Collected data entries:
■ ■ ■

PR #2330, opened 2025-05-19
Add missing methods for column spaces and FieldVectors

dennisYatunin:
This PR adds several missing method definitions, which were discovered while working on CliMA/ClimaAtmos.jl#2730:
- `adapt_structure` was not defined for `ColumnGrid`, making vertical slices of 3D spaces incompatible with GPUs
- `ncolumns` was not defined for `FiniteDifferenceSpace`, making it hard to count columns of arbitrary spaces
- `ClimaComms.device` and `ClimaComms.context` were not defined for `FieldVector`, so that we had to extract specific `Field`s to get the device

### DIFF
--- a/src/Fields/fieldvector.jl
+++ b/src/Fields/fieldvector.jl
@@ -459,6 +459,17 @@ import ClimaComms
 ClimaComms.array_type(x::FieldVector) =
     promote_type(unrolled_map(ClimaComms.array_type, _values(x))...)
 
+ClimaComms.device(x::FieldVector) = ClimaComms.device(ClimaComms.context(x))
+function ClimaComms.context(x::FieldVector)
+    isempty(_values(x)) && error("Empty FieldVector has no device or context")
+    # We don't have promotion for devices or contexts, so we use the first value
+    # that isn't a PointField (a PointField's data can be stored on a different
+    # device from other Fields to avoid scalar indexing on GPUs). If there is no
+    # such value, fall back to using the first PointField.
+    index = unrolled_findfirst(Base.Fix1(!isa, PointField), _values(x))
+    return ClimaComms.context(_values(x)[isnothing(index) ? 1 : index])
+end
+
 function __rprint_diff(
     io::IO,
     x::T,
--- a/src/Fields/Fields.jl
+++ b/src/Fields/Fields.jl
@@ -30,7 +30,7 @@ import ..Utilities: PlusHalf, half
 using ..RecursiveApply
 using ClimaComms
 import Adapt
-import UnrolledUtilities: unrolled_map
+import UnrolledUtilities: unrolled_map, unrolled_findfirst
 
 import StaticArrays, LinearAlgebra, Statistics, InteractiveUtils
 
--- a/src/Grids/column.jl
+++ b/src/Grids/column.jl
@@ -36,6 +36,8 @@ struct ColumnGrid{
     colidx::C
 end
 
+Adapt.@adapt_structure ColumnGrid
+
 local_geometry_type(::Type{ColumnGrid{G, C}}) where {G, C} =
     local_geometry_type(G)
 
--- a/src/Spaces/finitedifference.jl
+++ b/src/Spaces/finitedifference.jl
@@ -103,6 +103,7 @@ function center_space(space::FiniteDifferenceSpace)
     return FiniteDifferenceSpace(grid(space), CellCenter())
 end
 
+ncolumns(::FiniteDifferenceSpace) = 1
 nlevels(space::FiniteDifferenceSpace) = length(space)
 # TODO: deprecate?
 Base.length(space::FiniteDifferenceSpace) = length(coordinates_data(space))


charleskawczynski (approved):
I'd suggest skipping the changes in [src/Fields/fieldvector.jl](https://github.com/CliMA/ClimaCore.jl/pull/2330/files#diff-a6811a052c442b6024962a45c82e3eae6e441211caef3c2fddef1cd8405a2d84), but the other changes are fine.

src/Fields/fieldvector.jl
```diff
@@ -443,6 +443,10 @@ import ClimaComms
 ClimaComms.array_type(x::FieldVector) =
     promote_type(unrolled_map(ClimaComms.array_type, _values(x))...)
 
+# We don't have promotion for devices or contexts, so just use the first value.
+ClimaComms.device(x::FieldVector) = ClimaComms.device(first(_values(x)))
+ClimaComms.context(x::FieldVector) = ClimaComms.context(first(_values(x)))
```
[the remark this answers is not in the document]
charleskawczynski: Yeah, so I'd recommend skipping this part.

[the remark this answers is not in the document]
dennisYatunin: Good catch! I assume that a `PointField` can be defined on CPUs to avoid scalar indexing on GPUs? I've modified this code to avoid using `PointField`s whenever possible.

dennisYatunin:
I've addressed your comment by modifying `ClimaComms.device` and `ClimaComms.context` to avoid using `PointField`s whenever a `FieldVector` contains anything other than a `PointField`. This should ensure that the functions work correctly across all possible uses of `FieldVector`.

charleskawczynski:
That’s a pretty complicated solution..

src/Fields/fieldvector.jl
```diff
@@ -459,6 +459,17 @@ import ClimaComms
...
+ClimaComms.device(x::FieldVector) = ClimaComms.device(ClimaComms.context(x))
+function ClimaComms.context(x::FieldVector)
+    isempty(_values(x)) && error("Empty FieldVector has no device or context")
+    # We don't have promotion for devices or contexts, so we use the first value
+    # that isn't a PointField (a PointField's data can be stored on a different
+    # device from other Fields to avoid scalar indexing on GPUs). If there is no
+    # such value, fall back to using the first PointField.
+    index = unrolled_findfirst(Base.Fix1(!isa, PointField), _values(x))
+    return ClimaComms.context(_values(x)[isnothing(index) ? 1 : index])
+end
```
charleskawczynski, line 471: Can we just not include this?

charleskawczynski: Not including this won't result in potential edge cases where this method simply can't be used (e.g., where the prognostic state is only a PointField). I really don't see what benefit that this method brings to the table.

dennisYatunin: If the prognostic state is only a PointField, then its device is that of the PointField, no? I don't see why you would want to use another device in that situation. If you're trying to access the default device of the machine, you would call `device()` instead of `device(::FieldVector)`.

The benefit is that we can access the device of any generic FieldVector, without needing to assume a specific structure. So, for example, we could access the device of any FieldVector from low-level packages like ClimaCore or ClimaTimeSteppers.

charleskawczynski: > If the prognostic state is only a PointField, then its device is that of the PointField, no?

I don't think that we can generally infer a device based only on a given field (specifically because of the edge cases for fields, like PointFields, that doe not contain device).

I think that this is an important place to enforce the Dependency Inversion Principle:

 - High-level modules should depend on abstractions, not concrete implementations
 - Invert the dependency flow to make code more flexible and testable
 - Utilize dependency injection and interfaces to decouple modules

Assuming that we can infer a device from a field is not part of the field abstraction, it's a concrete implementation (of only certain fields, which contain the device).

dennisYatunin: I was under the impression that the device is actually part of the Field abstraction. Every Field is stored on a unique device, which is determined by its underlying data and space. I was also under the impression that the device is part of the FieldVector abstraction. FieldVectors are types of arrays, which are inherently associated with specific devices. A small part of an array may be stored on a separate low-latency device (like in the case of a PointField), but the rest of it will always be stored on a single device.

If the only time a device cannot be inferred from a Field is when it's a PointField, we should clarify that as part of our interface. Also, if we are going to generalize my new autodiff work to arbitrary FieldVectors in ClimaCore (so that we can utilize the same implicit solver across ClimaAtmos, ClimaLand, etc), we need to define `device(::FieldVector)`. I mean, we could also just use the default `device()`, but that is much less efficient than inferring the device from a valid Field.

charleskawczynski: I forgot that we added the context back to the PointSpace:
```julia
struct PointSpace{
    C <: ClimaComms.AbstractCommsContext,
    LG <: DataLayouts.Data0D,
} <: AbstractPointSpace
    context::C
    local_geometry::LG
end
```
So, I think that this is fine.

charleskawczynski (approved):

■ ■ ■

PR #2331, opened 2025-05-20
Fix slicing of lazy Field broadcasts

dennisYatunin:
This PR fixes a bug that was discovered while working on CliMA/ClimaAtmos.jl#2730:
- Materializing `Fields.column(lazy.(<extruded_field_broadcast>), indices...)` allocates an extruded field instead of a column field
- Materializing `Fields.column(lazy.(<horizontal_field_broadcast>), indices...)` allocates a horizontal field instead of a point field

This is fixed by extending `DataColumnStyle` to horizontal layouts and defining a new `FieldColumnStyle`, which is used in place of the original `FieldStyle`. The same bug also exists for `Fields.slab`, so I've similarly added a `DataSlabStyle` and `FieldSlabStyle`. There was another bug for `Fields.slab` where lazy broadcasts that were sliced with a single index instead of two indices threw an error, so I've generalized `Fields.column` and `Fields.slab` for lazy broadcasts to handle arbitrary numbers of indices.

■ ■ ■

→ THE PROBLEM
Using the records above, restate word for word the lines from the one with "PR #2330, opened 2025-05-19" through the one with "of arbitrary spaces", both included.

→ THE ANSWER
PR #2330, opened 2025-05-19
Add missing methods for column spaces and FieldVectors

dennisYatunin:
This PR adds several missing method definitions, which were discovered while working on CliMA/ClimaAtmos.jl#2730:
- `adapt_structure` was not defined for `ColumnGrid`, making vertical slices of 3D spaces incompatible with GPUs
- `ncolumns` was not defined for `FiniteDifferenceSpace`, making it hard to count columns of arbitrary spaces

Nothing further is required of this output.